Мы все до сих пор отсчитываем дни с 9 мая, как четыре года назад отсчитывали дни с 22 июня. Но ныне первыми днями победы мы датируем события, полные радости, потому что первые дни мира — это прежде всего дни великих возвращений. Возвращаем мир, и вместе с ним начинает возвращаться все, чем он прекрасен...
На тридцать шестой день победы открылся Екатерининский парк в Пушкине. Еще Пушкин весь в развалинах, но люди давно вернулись сюда, а 17 июня десятки тысяч ленинградцев вновь приехали в любимые сады только затем, чтобы бродить по «таинственным долинам», лежать на траве, смотреть на могучие деревья и буйно разросшиеся за годы войны кустарники. Так деревья и земля вновь возвращаются к человеку — не затем, чтобы маскировать его, скрывать в траншеях и ямах, а для того, чтобы радовать и утешать, как когда-то... нет, еще любовней и заботливей, чем тогда: ведь мы так истосковались по природе за эти годы.
Еще закрыт Александровский парк — он не до конца разминирован, но в Екатерининском уже давно сровняли с землей немецкие кладбища, и юный бронзовый Пушкин вновь мечтает на своей скамье в лицейском садике, и воспетая им «Молочница», извлеченная из земли, как прежде, склонясь, сидит на камне. Правда, куда-то пропала разбитая урна, и струя, изливавшаяся из нее, ныне иссякла; но ведь поэт назвал ее «вечной струей», — скоро она заблещет вновь, скоро и она вернется.
Чудо! Не сякнет вода, изливаясь из урны разбитой...
На пятидесятый день мира в Ленинграде были подняты из земли статуи Летнего сада.

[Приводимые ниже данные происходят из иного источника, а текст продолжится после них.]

PR #11852, opened 2016-05-26
Option for avoiding overlay movements

MikeInnes:
Right now overlays will often move up and down as you scroll, attempting to stay within the editor view. This makes sense for autocomplete, but less sense for things like annotations in code (see e.g. Ink, Hydrogen packages). Indeed in these cases the jumpiness feels very unstable.

So I added a simple option which turns it off. The name could probably do with refinement.

Edit: [more helpful diff](https://github.com/atom/atom/pull/11852/files?w=0). Also, same testing concern as #11864.


OmarShehata:
+1! I'm working on a tool to do some code analysis and annotation, definitely need this.

lee-dohm:
We would need some specs to ensure we don't accidentally break this in the future too.

MikeInnes:
Understood – do you have any comments on the testing concerns I mentioned in the linked issue? In particular,

> I can't seem to find current tests and it seems like being headless causes difficulties for testing things like positioning.

Advice on what would make for an acceptable test would be much appreciated.

Haacked:
I'm not sure there's a good way to test this. I'll follow up on that.

In the meanwhile, there's a legitimate build failure here.

> src/text-editor-presenter.coffee
>    line 478  Don't use &&, ||, ==, !=, or !  Replace "!" with "not"

Looks like an easy fix to at least get the build passing. :smile:

MikeInnes:
Ah yes, missed that – fixed!

nathansobo:
Maybe we should  phrase the naming in the inverse. Maybe an option like `avoidOverflow` which defaults to `true` but you can assign to `false`? I'd love to hear some other name ideas if you don't like `avoidOverflow`... that's just off the top of my head.

Haacked:
@MikeInnes regarding the testing question. I don't think we have any good way right now to write an automated test that exercises the UI and ensures that overlays stay in the same position as you scroll.

But there's probably a way to write a unit test to test this code in isolation such that the test fails when you revert your changes, but succeeds with your changes. Does that make sense?

OmarShehata:
Any news on this being merged?

MikeInnes:
Apologies for letting this slide for a while. @Haacked Good news is I found the overlay positioning tests (perhaps they are new or I just missed them), so the tests I've just added are checking this really works :)

@nathansobo I'm not wildly opinionated about the name so will be happy to change to whatever the consensus is. `avoidOverflow` seems sensible – perhaps `fixed` or `stayVisible` as alternatives? Aside, it may be worth considering making this mode the default, assuming we can figure out an acceptable approach to backwards compatibility.

nathansobo:
Taking a look at the failing tests.

nathansobo:
@MikeInnes can you give me push access to this branch?

MikeInnes:
Thanks @nathansobo, I've added you as a collaborator on my fork of atom.

nathansobo:
Thanks for the add. I also just added some documentation for the new option. For future reference, it's now possible to allow repository owners to make changes just to your pull request branch when you open the PR. But being a full collaborator works as well. Thanks for taking the initiative with this change. Hopefully we get a green build.

nathansobo:
Figured out a CI failure caused by something on our end. Running another build now and will merge once it's green.

nathansobo:
Thanks for this contribution @MikeInnes! ⚡️

MikeInnes:
Awesome, thanks for the help @nathansobo!

PR #15492, opened 2017-08-29
Shrink probot-stale window to one year and close in two weeks

lee-dohm:
[probot-stale](https://github.com/probot/stale) has been helping us clean up old issues. We originally implemented it with a very liberal two year stale window to ensure that it worked reliably. Now that probot-stale has [over five thousand issues across all of GitHub under its belt](https://github.com/search?q=commenter%3Aapp%2Fstale&ref=opensearch), we're confident that we can trust it with a more realistic window.

We're shrinking the window where something will be marked stale to one year and if there is no further activity after that, it will be closed in an additional two weeks. All other settings will remain the same.

### DIFF
--- a/.github/stale.yml
+++ b/.github/stale.yml
@@ -2,9 +2,9 @@
 
 # Number of days of inactivity before an Issue or Pull Request becomes stale
 # Starting at two years of no activity
-daysUntilStale: 730
+daysUntilStale: 365
 # Number of days of inactivity before a stale Issue or Pull Request is closed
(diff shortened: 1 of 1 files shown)


.github/stale.yml
```diff
@@ -2,9 +2,9 @@
 
 # Number of days of inactivity before an Issue or Pull Request becomes stale
 # Starting at two years of no activity
```
Arcanemagus: This line should be removed or updated to say one year.

Issue #11429, opened 2016-04-11
Scroll to center is ignored if already visible


314eter:
### Description

When scrolling to a position that is already visible with the `center` option set to `true` (as described [here](https://atom.io/docs/api/v1.6.2/TextEditor#instance-scrollToBufferPosition)), no scrolling is performed.
### Steps to Reproduce

``` javascript
editor = atom.workspace.getActiveTextEditor() /* open a file with 100 lines */
editor.scrollToBufferPosition([50, 0]) /* scroll to line 50, line 52 is visible now */
editor.scrollToBufferPosition([52, 0], {center: true})
```

**Expected behavior:** According to the API docs, line 52 should be scrolled to the center of the editor.

**Actual behavior:** Nothing happens.
### Further information

Before e3dabd5200afea5074fb63003951ef677539413e, the behavior was as expected. Maybe the change was intentional, but then I don't understand why.

The problem can be fixed by removing

``` coffeescript
unless @getScrollTop() < desiredScrollCenter < @getScrollBottom()
```

in [text-editor-presenter.coffee](https://github.com/atom/atom/blob/master/src/text-editor-presenter.coffee). I can open a PR with this change if necessary.

Ben3eeE:
Activity

314eter:
The issue is still reproducible.

rsese:
:+1:

> What version of Atom you reproduced the issue on

1.32.0-nightly6

> What OS and version you reproduced the issue on

macOS 10.12.6

> What steps you followed to reproduce the issue

The steps in the issue body.

divieira:
Also ran into this. Seems to be related to the (closed) issues #3131 and #3324.

PR #15496, opened 2017-08-29
Scroll to center even if line is already visible

314eter:
### Description of the Change

By removing the check that the `desiredScrollCenter` is not yet between the current `scrollTop` and `scrollBottom`, the scroll is always executed if possible. This is the expected behaviour according to the [docs](https://atom.io/docs/api/v1.19.4/TextEditor#instance-scrollToBufferPosition).

### Alternate Designs

The alternative is not changing it. I don't know why the check was ever added, but I can't think of any possible benefits.

It's already there.

### Benefits

The behaviour will be as documented. This means that it's possible to center a certain position/range, regardless of the current scroll position.

### Possible Drawbacks

Nothing I can think of.

### Applicable Issues

#11429

### DIFF
--- a/spec/text-editor-component-spec.js
+++ b/spec/text-editor-component-spec.js
@@ -1130,8 +1130,15 @@ describe('TextEditorComponent', () => {
       editor.scrollToScreenRange([[4, 0], [6, 0]], {center: true})
       await component.getNextUpdatePromise()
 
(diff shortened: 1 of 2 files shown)


314eter:
The failing test seems unrelated

sadick254:
@314eter This PR has been superseded by https://github.com/atom/atom/pull/21488. I will have to close this PR since the issue has been fixed and available on the latest atom release `v1.57.0`.

PR #15503, opened 2017-08-30
Fix rendering of block decorations for invalid markers

### LINKED ISSUE #15490: It is possible to delete block decorations with core:delete and core:backspace
### Prerequisites

    ~* Reproduced the problem in Safe Mode: http://flight-manual.atom.io/hacking-atom/sections/debugging/#using-safe-mode~

### Description

Selecting text before and after a block decoration and deleting causes the block decoration to be removed but it still takes up space making the lines go out of sync.

I reproduced this using the [preview-inline](https://atom.io/packages/preview-inline) package.

### Steps to Reproduce

block decoration

**Expected behavior:** In Atom 1.18 performing these steps did not delete the block decoration.

**Actual behavior:** Block decoration is removed but still takes up space causing lines to go out of sync.

### Versions

Atom 1.19.4

### Additional Information

/cc: @as-cii @nathansobo

as-cii:
Fixes #15490

Previously, when a marker became invalid we would delete the corresponding block decoration from the DOM, without however removing it from the `lineTopIndex`. Also, we had a similar issue when decorating a marker that was already invalid: we would account for it in the index without adding it to the DOM.

This pull-request addresses the above problems by ensuring that block decorations are never added for invalid markers. At the same time, the editor component will still keep track of changes on the marker that was decorated, so that it can detect when its validity changes and render it appropriately.

/cc: @nathansobo @Ben3eeE

### DIFF
--- a/src/text-editor-component.js
+++ b/src/text-editor-component.js
@@ -2460,37 +2460,61 @@ class TextEditorComponent {
     const {model} = this.props
     const decorations = model.getDecorations({type: 'block'})
     for (let i = 0; i < decorations.length; i++) {
-      this.didAddBlockDecoration(decorations[i])
+      this.addBlockDecoration(decorations[i])
     }
   }
 
-  didAddBlockDecoration (decoration) {
+  addBlockDecoration (decoration, subscribeToChanges = true) {
     const marker = decoration.getMarker()
     const {item, position} = decoration.getProperties()
     const element = TextEditor.viewForItem(item)
-    const row = marker.getHeadScreenPosition().row
-    this.lineTopIndex.insertBlock(decoration, row, 0, position === 'after')
 
-    this.blockDecorationsToMeasure.add(decoration)
-    this.blockDecorationsByElement.set(element, decoration)
-    this.blockDecorationResizeObserver.observe(element)
+    if (marker.isValid()) {
+      const row = marker.getHeadScreenPosition().row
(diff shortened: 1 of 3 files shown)


src/text-editor-component.js
```diff
@@ -2460,37 +2460,61 @@ class TextEditorComponent {
...
-      didUpdateDisposable.dispose()
-      didDestroyDisposable.dispose()
       this.scheduleUpdate()
-    })
+    }
+
+    if (subscribeToChanges) {
+      let wasValid = marker.isValid()
+
+      const didUpdateDisposable = marker.bufferMarker.onDidChange(({textChanged}) => {
```
nathansobo: It's really unfortunate to add another consumer of this `onDidChange` API. Maybe it would be worth it to add a method just for subscribing to changes in validity, which would be cheaper to provide.

nathansobo:
Other than my concern about adding more `onDidChange` subscriptions, this looks good.

src/text-editor-component.js
as-cii: Yeah, I agree it's unfortunate to have an `onDidChange` handler here, but we needed it even before this pull-request to update the `LineTopIndex` when markers are moved manually, so I blended in with the existing code.

I wonder if at some point we should change `MarkerIndex` to support arbitrary metadata (or maybe just block decorations). It would make this entire code path simpler, although we would still have to account for invalid markers.

Issue #15442, opened 2017-08-25
Scroll bars not showing in center pane items


lee-dohm:
### Prerequisites

* [x] Put an X between the brackets on this line if you have done all of the following:
    * Reproduced the problem in Safe Mode: http://flight-manual.atom.io/hacking-atom/sections/debugging/#using-safe-mode
    * Followed all applicable steps in the debugging guide: http://flight-manual.atom.io/hacking-atom/sections/debugging/
    * Checked the FAQs on the message board for common solutions: https://discuss.atom.io/c/faq
    * Checked that your issue isn't already filed: https://github.com/issues?utf8=✓&q=is%3Aissue+user%3Aatom
    * Checked that there is not already an Atom package that provides the described functionality: https://atom.io/packages

### Description

Scroll bars not showing in pane items (text editors, settings view, etc)

### Steps to Reproduce

1. Go to System Preferences
1. Click General
2. Set "Show Scroll Bars" to "Always"
1. Launch Atom in your local Atom repository
1. Open `README.md`

**Expected behavior:** Scroll bars are visible in the text editor

**Actual behavior:** Scroll bars are only visible in the tree view

### Versions

```
Atom    : 1.19.3
Electron: 1.6.9
Chrome  : 56.0.2924.87
Node    : 7.4.0
```

```
apm  1.18.4
npm  3.10.10
node 6.9.5 x64
python 2.7.13
git 2.14.0
```

### Additional Information

Reproduces no matter what the OS preference is for scroll bars, "Always" just makes it more obvious.

lee-dohm:
Possibly related: https://github.com/atom/atom/issues/15401 and https://github.com/atom/atom/pull/15367

iolsen:
@nathansobo @as-cii likely caused by recent changes.

hubertott:
Atom: 1.19.3
macOS: 10.12.5
Chrome: 60.0.3112.101 

For me scroll bars are hidden and unusable unless I set the OS preference to "Always" at which point they show. Note a restart of Atom is required for the OS change to have an effect.

TitanNano:
I made the following discovery after the comment by @hubertott 

1. start with "when scrolling"
    1. tree-view shows native osx scrollbar on demand, editor has no scrollbar
    2. tree-view has static osx scrollbar, editor has no scrollbar
2. start with "always"
    1. tree-view as atoms custom scrollbar, edtior has also atoms custom scrollbar
[...]

PR #15506, opened 2017-08-30
Honor macOS "Show scrollbars only when scrolling" setting

as-cii:
Fixes https://github.com/atom/atom/issues/15442

Previously, we were hiding scrollbars when their height/width was 0. On macOS, however, users can decide to only show scrollbars while scrolling, which causes Atom to detect scrollbars as being invisible during measurements. As a result, we were mistakenly setting the visibility property to `hidden` when this setting was on, thus preventing users from seeing the scrollbar on scroll.

With this pull-request we are:

* Changing the dummy scrollbar components to only become invisible when the content is not scrollable rather than when the scrollbars have zero width or height.
* Moving `DummyScrollbarComponent` back into its own GPU layer. This was a workaround that got added back in bac9922 and it's needed in order for scrollbars to be shown properly when the "Show scrollbars only when scrolling" setting is on.
* Renaming the `is{Horizontal,Vertical}ScrollbarVisible` functions to `canScroll{Horizontally,Vertically}`, to better express their intent. In fact, if the content is scrollable it doesn't necessarily mean that the scrollbar is also visible.

/cc: @nathansobo @Ben3eeE @ungb @lee-dohm

### DIFF
--- a/spec/text-editor-component-spec.js
+++ b/spec/text-editor-component-spec.js
@@ -688,8 +688,8 @@ describe('TextEditorComponent', () => {
       await component.getNextUpdatePromise()
       element.style.width = component.getGutterContainerWidth() + component.getContentHeight() - 20 + 'px'
       await component.getNextUpdatePromise()
-      expect(component.isHorizontalScrollbarVisible()).toBe(true)
-      expect(component.isVerticalScrollbarVisible()).toBe(false)
+      expect(component.canScrollHorizontally()).toBe(true)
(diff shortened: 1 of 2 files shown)


nathansobo:
:zap:

lee-dohm:
Confirmed working using Atom v1.22.0-dev-50088b16c on Mac OS X 10.12.6.

Alhadis:
# HOLY DAMN, ***THANK YOU!!!***

PR #15510, opened 2017-08-31
Remove delay on window focus (fixes #9544)

### LINKED ISSUE #9544: Atom is slow regaining focus on Windows and Linux with git repo
Atom has a delay of ~1 second to respond to input when re-focusing. Seems to only affect Atom when a project folder is in a git repository.

Steps to reproduce:
Open Atom
Add a directory to your project that is a git repository or a subfolder of a git repository.
Open a file or create a new document in the same Atom session.
Switch to a different application.
Click back on Atom and wait for your input to be accepted.

When you click back on Atom there is a delay of 1~1.5 seconds before your action is performed (tab switch if you clicked a tab, cursor to start blinking if you clicked in the text of a document).

I ran the profiler during the task switching and I got the following data (rename the file to .json if necessary):
[TimelineRawData-20151112T091728.txt](https://github.com/atom/atom/files/32999/TimelineRawData-20151112T091728.txt)

I am able to solve the issue only by removing the git folder from my project.

I'm not versed in reading the profiling data but it looks like a call to `git-repository.js` is taking a lot of time up when the re-focus happens.

HebaruSan:
- Wire up the focus handler unconditionally
- Add new `core.gitRepositoryRefreshOnWindowFocus` setting
- Check `core.gitRepositoryRefreshOnWindowFocus` in focus handler
- Remove `refreshOnWindowFocus` param since it was unused
- Document the `project` and `config` params

### Description of the Change

If the user has one or more projects in the tree view with Git repositories, Atom freezes for a few seconds each time the window gains focus. The editor spends this time re-indexing Git data for all of those projects in the foreground. This makes Atom feel sluggish and unresponsive, and disrupts work flow when the user is likely to be ready to blaze ahead with an active task.

See #9544 for full discussion of the issue.

After this change, the default behavior is to no longer do this re-indexing work on window focus. A new settings checkbox can be used to enable the old behavior:

image

### Alternate Designs

The old code had an unused Boolean parameter controlling whether the focus handler would be wired up. We could have passed the new setting as the value of that parameter. I decided that wasn't desirable because the changes could not take effect immediately when the user changed the setting. To respond to user setting changes on the fly, we need to wire up the event unconditionally and check the setting's current value when it fires. Since the old parameter would conflict with the new setting, it is removed.

Fixes an issue with Core.

### Benefits

- Improved responsiveness when multitasking Atom with other applications
- Multiple users on #9544 reported quitting Atom or almost quitting due to this issue, so possible improvement in user outreach and retention
- Multiple users on #9544 resorted to risky workarounds (deleting or renaming a project's .git folder, deactivating core packages, avoiding the use of project folders), so possible improvement in general stability if those workarounds are no longer needed

### Possible Drawbacks

The old code does not document why this behavior existed, so we do not know the exact rationale for it or what might be lost by removing it. I speculate that it is to account for the possibility that the user might make changes affecting one of Atom's currently open Git repositories in an external application, which would then need to be reflected in Atom. However, this behavior imposes a serious usability penalty for all Git users, and users who do not need it have no recourse to eliminate this penalty. Furthermore, it is not a robust solution to that potential problem, as it is possible to modify a Git repo without switching focus away from Atom (for example, via a scheduled task or a remote login from another computer).

To mitigate the possibility of new issues, the problematic code is not simply removed. Rather, a setting is created so that users who need the old behavior and are willing to tolerate its drawbacks can enable it with a checkbox in the Core settings.

### Applicable Issues

- Fixes #9544

### DIFF
--- a/src/config-schema.js
+++ b/src/config-schema.js
@@ -19,6 +19,12 @@ const configSchema = {
         title: 'Exclude VCS Ignored Paths',
         description: 'Files and directories ignored by the current project\'s VCS system will be ignored by some packages, such as the fuzzy finder and find and replace. For example, projects using Git have these paths defined in the .gitignore file. Individual packages might have additional config settings for ignoring VCS ignored files and folders.'
       },
+      gitRepositoryRefreshOnWindowFocus: {
+          type: 'boolean',
+          default: false,
+          title: 'Re-index Git Repositories on Window Focus',
+          description: 'If true, Atom will pause to re-index all Git repositories that are open in the tree view each time the focus returns to the Atom window. May cause a 3-10 second delay each time you switch to and from another window.'
+      },
       followSymlinks: {
         type: 'boolean',
         default: true,
--- a/src/config-schema.js
+++ b/src/config-schema.js
@@ -20,10 +20,10 @@ const configSchema = {
         description: 'Files and directories ignored by the current project\'s VCS system will be ignored by some packages, such as the fuzzy finder and find and replace. For example, projects using Git have these paths defined in the .gitignore file. Individual packages might have additional config settings for ignoring VCS ignored files and folders.'
       },
       gitRepositoryRefreshOnWindowFocus: {
-          type: 'boolean',
-          default: false,
-          title: 'Re-index Git Repositories on Window Focus',
-          description: 'If true, Atom will pause to re-index all Git repositories that are open in the tree view each time the focus returns to the Atom window. May cause a 3-10 second delay each time you switch to and from another window.'
+        type: 'boolean',
+        default: false,
+        title: 'Re-index Git Repositories on Window Focus',
+        description: 'If true, Atom will pause to re-index all Git repositories that are open in the tree view each time the focus returns to the Atom window. May cause a 3-10 second delay each time you switch to and from another window.'
       },
       followSymlinks: {
         type: 'boolean',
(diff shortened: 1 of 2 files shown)


HebaruSan:
The latest CI error says:

```
Error: Expected HTMLNode not to be defined.
    at new jasmine.ExpectationResult (/Users/distiller/atom/vendor/jasmine.js:120:32)
    at newMatchersClass.toBeDefined (/Users/distiller/atom/vendor/jasmine.js:1241:29)
    at jasmine.Spec.&lt;anonymous&gt; (/Users/distiller/atom/node_modules/fuzzy-finder/spec/fuzzy-finder-spec.coffee:1268:131)
    at jasmine.Block.execute (/Users/distiller/atom/vendor/jasmine.js:1070:17)
    at jasmine.Queue.next_ (/Users/distiller/atom/vendor/jasmine.js:2102:31)
    at /Users/distiller/atom/vendor/jasmine.js:2092:18
```

If that's actually related to this PR, I'll be happy to make whatever changes are needed, but it looks spurious to me.

50Wliu:
Hi @HebaruSan, thanks for the PR!  However, we already have a different PR fixing this in the short/medium term at #15702, and a long-term fix is in-progress at atom/git-utils#80.  For those two reasons, I'm going to close this PR.  Thanks again for your initiative and interest in Atom though!

HebaruSan:
I look forward to trying out the proper solution!

PR #15528, opened 2017-09-02
Don't remeasure invalid block decorations

as-cii:
This fixes an uncaught exception that was being thrown after invalidating a marker and resizing the editor. I don't think this issue was reported, but it could be reproduced by:

1. Opening a file with merge conflicts in a git repository.
2. Delete the entire region containing conflict markers.
3. Try to resize the editor.
4. 💥

/cc: @nathansobo @Ben3eeE


Ben3eeE:
👍

Issue #15489, opened 2017-08-29
Editor Scrolls Down When Clicking Directly Above Horizontal Scrollbar


nathansomething:
### Prerequisites

* [ X] Put an X between the brackets on this line if you have done all of the following:
    * Reproduced the problem in Safe Mode: http://flight-manual.atom.io/hacking-atom/sections/debugging/#using-safe-mode
    * Followed all applicable steps in the debugging guide: http://flight-manual.atom.io/hacking-atom/sections/debugging/
    * Checked the FAQs on the message board for common solutions: https://discuss.atom.io/c/faq
    * Checked that your issue isn't already filed: https://github.com/issues?utf8=✓&q=is%3Aissue+user%3Aatom
    * Checked that there is not already an Atom package that provides the described functionality: https://atom.io/packages

### Description

The editor view scrolls down/up if you click near the bottom/top of the page. This is particularly annoying because whenever I try to scroll horizontally, the editor scrolls down. Is there anyway to fix this?

### Steps to Reproduce

1. Open Atom
2. Click right above the horizontal scrollbar
3. The editor window scrolls down

**Expected behavior:** The editor does not scroll

**Actual behavior:** The editor scrolls down

Gif from @rsese https://github.com/atom/atom/issues/15489#issuecomment-325751074

![click-scroll](https://user-images.githubusercontent.com/734194/29837029-a65cbfec-8cbc-11e7-9ce4-085329e95390.gif)

**Reproduces how often:** 100% of the time

### Versions 1.19.4

You can get this information from copy and pasting the output of `atom --version` and `apm --version` from the command line. Also, please include the OS and what version of the OS you're running.

### Additional Information

I'm running macOS Sierra version 10.12.6

From @rsese:

Should set `System Preferences > General > Show scroll bars` to `Always`.

Doesn't reproduce in 1.18.0.

rsese:
Thanks for the report - I can reproduce this as of 1.19.0 and on 1.19.4 on macOS 10.12.6 but not if I click directly on the horizontal scrollbar, only if I click directly above the horizontal scrollbar.

![click-scroll](https://user-images.githubusercontent.com/734194/29837029-a65cbfec-8cbc-11e7-9ce4-085329e95390.gif)

I couldn't reproduce on 1.18.0 though so tagging as a regression.

Ben3eeE:
This is really annoying on Windows because you can't even click on the scrollbar without hitting this bug /cc: https://github.com/atom/atom/issues/15488

[...]

PR #15546, opened 2017-09-05
Don't autoscroll when using the mouse to add, delete or move selections

as-cii:
Fixes https://github.com/atom/atom/issues/15489

Previously, we used to scroll the editor on behalf of the user when clicking near the edges. This behavior was being perceived as jarring, because it would move up/down the line the user was trying to click:

kapture 2017-09-05 at 15 23 22

With this pull-request we are restoring the behavior Atom 1.18 exhibited, which prevents the editor from auto-scrolling when using the mouse to add, delete or move selections:

kapture 2017-09-05 at 15 25 24

/cc: @nathansobo @ungb @Ben3eeE @50Wliu

### DIFF
--- a/spec/text-editor-component-spec.js
+++ b/spec/text-editor-component-spec.js
@@ -2706,6 +2706,8 @@ describe('TextEditorComponent', () => {
           clientY: clientTopForLine(component, 3) + lineHeight / 2
         })
         expect(editor.getCursorScreenPosition()).toEqual([3, 16])
+
+        expect(editor.testAutoscrollRequests).toEqual([])
       })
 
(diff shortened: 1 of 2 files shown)


rsese:
Confirmed the fix on macOS 10.12.6 with this branch :v:

ungb:
I was able to verify as well before and after!  LGTM!

sanada01:
Hi! Where can I find thiese two files?

- text-editor-component-spec.js
- text-editor-component.js

:)

sanada01:
1.19.6 is perfect, thanks. :)

PR #15554, opened 2017-09-06
Allow Promises to be returned by a packages deactivate method

damieng:


damieng:
All tests and package tests now passing for this, would love to get some extra eyes on it @atom/core

spec/package-manager-spec.coffee
```diff
@@ -1145,44 +1165,60 @@ describe "PackageManager", ->
...
+      thrownError = null
 
       waitsForPromise ->
         atom.packages.activatePackage("package-that-throws-on-deactivate")
 
+      waitsForPromise ->
+        try
+          atom.packages.deactivatePackage("package-that-throws-on-deactivate")
+        catch error
+          thrownError = error
```
smashwilson: I don't think this `catch` clause will ever be triggered. What you probably want is:

```coffee
waitsForPromise ->
  atom.packages.deactivatePackage("package-that-throws-on-deactivate").catch(e -> error = e)
```

maxbrunsfeld (commented):
Looks great so far. I would just like to see a test in `package-manager-spec.coffee` for the new behavior. I'm thinking we'll have a fixture package whose `deactivate` hook returns a promise, and we'll assert that the promise returned by `deactivatePackages` does not resolve until that promise resolves.

src/package-manager.js
```diff
@@ -744,21 +744,21 @@ module.exports = class PackageManager {
...
 
   // Deactivate all packages
-  deactivatePackages () {
-    this.config.transact(() => {
-      this.getLoadedPackages().forEach(pack => this.deactivatePackage(pack.name, true))
-    })
+  async deactivatePackages () {
+    await this.config.transactAsync(() =>
+      Promise.all(this.getLoadedPackages().map(pack => this.deactivatePackage(pack.name, true)))
+    )
```
smashwilson: :+1:

src/package.coffee
```diff
@@ -506,15 +506,18 @@ class Package
...
       try
-        @mainModule?.deactivate?()
-        @mainModule?.deactivateConfig?()
-        @mainActivated = false
-        @mainInitialized = false
+        result = Promise.resolve(@mainModule?.deactivate?()).then =>
+          @mainModule?.deactivateConfig?()
+          @mainActivated = false
+          @mainInitialized = false
       catch e
```
smashwilson: This `catch` block won't catch errors thrown from `deactivate()`. You'd need a `.catch` on the Promise to handle async errors instead:

```coffee
result = Promise.resolve(@mainModule?.deactivate?()).then =>
  @mainModule?.deactivateConfig?()
  @mainActivated = false
  @mainInitialized = false
result = result.catch e =>
  # Async errors from the promise
  console.error "Error deactivating package '#{@name}', e.stack
```

smashwilson (dismissed):
I found a few subtle things related to try/catch and Promise interactions. Overall looking good :+1:

PR #15557, opened 2017-09-06
Use the Node version bundled in Electron to verify snapshot script

as-cii:
Previously, we used to verify the snapshot script by running it in a new, empty context (similar to the one that `mksnapshot` creates when generating the startup blob).

However, this context was being created using the Node version that `script/build` was executed with. Such version may not match the Node version shipped with Electron, and could thus cause the build script to report "false negatives" when verifying the snapshot script. For instance, running `script/build` with Node 4 would cause it to throw an error when encountering keywords like `async`/`await`, even if they're 100% supported in Electron 1.6.9.

With this pull-request we are changing the snapshot verification code to use the Node version bundled in Electron in order to avoid the aforementioned mismatches.

@damieng @leroix: I believe this will fix the errors you were encountering on #15554.

/cc: @atom/maintainers

### DIFF
--- a/script/verify-snapshot-script
+++ b/script/verify-snapshot-script
@@ -1,0 +1,6 @@
+#!/usr/bin/env node
+const fs = require('fs')
+const vm = require('vm')
+const snapshotScriptPath = process.argv[2]
+const snapshotScript = fs.readFileSync(snapshotScriptPath, 'utf8')
+vm.runInNewContext(snapshotScript, undefined, {filename: snapshotScriptPath, displayErrors: true})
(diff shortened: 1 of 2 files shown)


script/verify-snapshot-script
```diff
@@ -0,0 +1,6 @@
+#!/usr/bin/env node
```
hultberg: Isn't naming this file verify-snapshot-*script* a little redundant when it already is in a folder named script?

as-cii: "Script" in this case refers to the snapshot script that gets generated by electron-link, because we want to verify it can be run via `mksnapshot`. Omitting it would be misleading, as `verify-snapshot` seems to indicate we're about the verify the actual snapshot blob, as opposed to the script it is generated from.

PR #15562, opened 2017-09-06
Update README.md

satyamramawat:
Edited Document for mac user, to run ATOM after mac from folder.

### Requirements

### DIFF
--- a/README.md
+++ b/README.md
@@ -31,6 +31,10 @@ Download the latest [Atom release](https://github.com/atom/atom/releases/latest)
 
 Atom will automatically update when a new release is available.
 
+After installing follow this step:
+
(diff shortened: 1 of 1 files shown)


lee-dohm:
Thanks for the contribution.

We don't want the README to get too cluttered, so we only want the basic installation instructions in it. We have more detailed installation instructions for each platform in the [Atom Flight Manual]http://flight-manual.atom.io/getting-started/sections/installing-atom/). These instructions mention the simpler way of doing what you're suggesting, which is to use the `Window: Install Shell Commands` command from the Command Palette.

Because of the reasons mentioned above, we can't accept this change. Thanks for your help!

Их мыли горячей водой, мочалкой и мылом, прежде чем расставить по местам, и они стоят теперь празднично белые, какие- то особенно нарядные, облитые солнцем и золотыми бликами Летнего сада.
Вот идут по дорожке Летнего молодой лейтенант и девушка, и по тому, как прижимает он к себе ее руку, как доверчиво и преданно поднимает она лицо, глядя ему в глаза, — по всем безошибочным, одинаковым, вечным, как мир, признакам, видно, что это влюбленные. Не разнимая рук, они ходят от одной статуи к другой, вместе наклоняются и читают надписи.
— Ро-мон-на. — медленно читает лейтенант и, хмурясь, пожимая плечами, говорит: — Не знаю, кто такая. Надо почитать...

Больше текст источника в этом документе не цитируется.